Stored data entries
+ + + + +
PR #2982, opened 2020-04-20
NMS-12577: Prometheus Collector

j-white:
JIRA: https://issues.opennms.org/browse/NMS-12577

Add support for scraping metrics from HTTP endpoints using the Prometheus exposition format.


opennms-doc/guide-admin/src/asciidoc/text/performance-data-collection/collectors/prometheus.adoc
```diff
@@ -0,0 +1,132 @@
...
+[options="autowidth"]
+|===
+| Class Name          | `org.opennms.netmgt.collectd.prometheus.PrometheusCollector`
+| Package             | core
+| Supported on Minion | `Yes`
+|===
+
+===== Collector Parameters
+
+.Collector specific parameters for the WsManCollector
```
indigo423, line 24: PrometheusCollector vs. WsManCollector

features/prometheus-collector/pom.xml
```diff
@@ -0,0 +1,145 @@
...
+        <executions>
+          <execution>
+            <phase>package</phase>
+            <goals>
+              <goal>single</goal>
+            </goals>
+          </execution>
+        </executions>
+      </plugin>
+<!--
```
indigo423, line 51: Do we need comment?

opennms-config-tester/src/test/java/org/opennms/netmgt/config/tester/ConfigTesterTest.java
```diff
@@ -375,6 +375,11 @@ public void testPollerConfiguration() {
         testConfigFile("poller-configuration.xml");
     }
 
+    @Test
+    public void testPrometheusConfigFiles() {
```
indigo423, line 379: Thank you very much! :D

opennms-doc/guide-admin/src/asciidoc/text/performance-data-collection/collectors/prometheus.adoc
j-white: Fixed

features/prometheus-collector/pom.xml
j-white: Worth keeping, adding a comment to explain.

features/prometheus-collector/src/main/java/org/opennms/netmgt/collectd/prometheus/PrometheusCollector.java
```diff
@@ -0,0 +1,361 @@
...
+                        metric.visit(new MetricVisitor() {
+                            @Override
+                            public void visitCounter(Counter counter) {
+                                builder.withNumericAttribute(resource, group.getName(), attributeName, counter.getValue(), attributeTypeMapper.apply(AttributeType.COUNTER));
+                            }
+
+                            @Override
+                            public void visitGauge(Gauge gauge) {
+                                builder.withNumericAttribute(resource, group.getName(), attributeName, gauge.getValue(), attributeTypeMapper.apply(AttributeType.GAUGE));
+                            }
```
indigo423, line 237: Counter and Gauge are the only metrics we have ways to handle on our side.

indigo423:
Tested the Prometheus collector with the node_exporter, with RRD graphs for node load, disks and file systems.

Screenshot 2020-04-23 at 11 30 33

The fun parts are working :) 

When I've tested the collector over a Minion I ran into the case where the Node Exporter was not reachable from my Minion and I got the following data collection event. The error reason, in this case, was a little bit strange to understand the problem is the Minion can't connect to the Node Exporter, not sure if we have ways to provide a user-friendlier error message in this case:

```
Prometheus-Node-Exporter data collection on interface 192.168.152.243 failed because of the following condition: 'Collection failed : java.util.concurrent.ExecutionException: org.springframework.jms.UncategorizedJmsException: Uncategorized exception occurred during JMS processing; nested exception is javax.jms.JMSException: Error while attempting to add new Connection to the pool; nested exception is javax.jms.JMSException: Could not create Transport. Reason: java.io.IOException: Broker named 'localhost' does not exist.'.
```

I've fixed the connection between Minion and the Node Exporter and I got the [errors](https://paste.opennms.eu/emikumekuv.md) in the Minions karaf.log and the data collection doesn't work. I've used the minion.oci image from [here](https://app.circleci.com/pipelines/github/OpenNMS/opennms/5655/workflows/6b1cdf0d-9a5b-447a-bc52-c5aba09c8415/jobs/26071/artifacts).

I've created the following service in the collectd-configuration.xml

```xml
<service name="Prometheus-Node-Exporter" interval="30000" user-defined="false" status="on">
  <parameter key="collection" value="node_exporter" />
  <parameter key="thresholding-enabled" value="true" />
  <parameter key="url" value="http://INTERFACE_ADDRESS:9100/metrics" />
</service>
<collector service="Prometheus-Node-Exporter" class-name="org.opennms.netmgt.collectd.prometheus.PrometheusCollector" />
```

j-white:
Thanks for giving this a whirl. The Minion support was in fact broken, but is fixed now.


> When I've tested the collector over a Minion I ran into the case where the Node Exporter was not reachable from my Minion and I got the following data collection event. The error reason, in this case, was a little bit strange to understand the problem is the Minion can't connect to the Node Exporter, not sure if we have ways to provide a user-friendlier error message in this case:
> 
> ```
> Prometheus-Node-Exporter data collection on interface 192.168.152.243 failed because of the following condition: 'Collection failed : java.util.concurrent.ExecutionException: org.springframework.jms.UncategorizedJmsException: Uncategorized exception occurred during JMS processing; nested exception is javax.jms.JMSException: Error while attempting to add new Connection to the pool; nested exception is javax.jms.JMSException: Could not create Transport. Reason: java.io.IOException: Broker named 'localhost' does not exist.'.
> ```

I believe this error is unrelated - you should see a different exception if the node_exporter is not available. I agree there's room for improvement here, but out of the scope of this PR.


> 
> I've created the following service in the collectd-configuration.xml
> 
> ```
> <service name="Prometheus-Node-Exporter" interval="30000" user-defined="false" status="on">
>   <parameter key="collection" value="node_exporter" />
>   <parameter key="thresholding-enabled" value="true" />
>   <parameter key="url" value="http://INTERFACE_ADDRESS:9100/metrics" />
> </service>
> <collector service="Prometheus-Node-Exporter" class-name="org.opennms.netmgt.collectd.prometheus.PrometheusCollector" />
> ```

Consider using the meta-data DSL instead of the placeholder i.e.:
```
 <parameter key="url" value="http://${interface:address}:9100/metrics" />
```

mfuhrmann:
@jesse :-) This is really awesome!

I've also tested this branch and the collector created wonderful RRD files.

We should also provide default threshold definitions based on those metrics.

What about the collecting cycle? Any doubts to use a 1 minute collecting cycle? 1 minute cycle has the benefit that 1 trigger = 1 minute which makes it easier to understand. Also you can do in event definitions something like `CPU usage above %parm[threshold]%% for %parm[trigger]% minutes.`.

mfuhrmann:
Oh. It is already merged. I should refresh more often the tabs in my browser :joy:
+ + + + +
# Exercise requirements
Report, for the data above, every line in which the string "attributeTypeMapper" appears.

# Answer box
+                                builder.withNumericAttribute(resource, group.getName(), attributeName, counter.getValue(), attributeTypeMapper.apply(AttributeType.COUNTER));
+                                builder.withNumericAttribute(resource, group.getName(), attributeName, gauge.getValue(), attributeTypeMapper.apply(AttributeType.GAUGE));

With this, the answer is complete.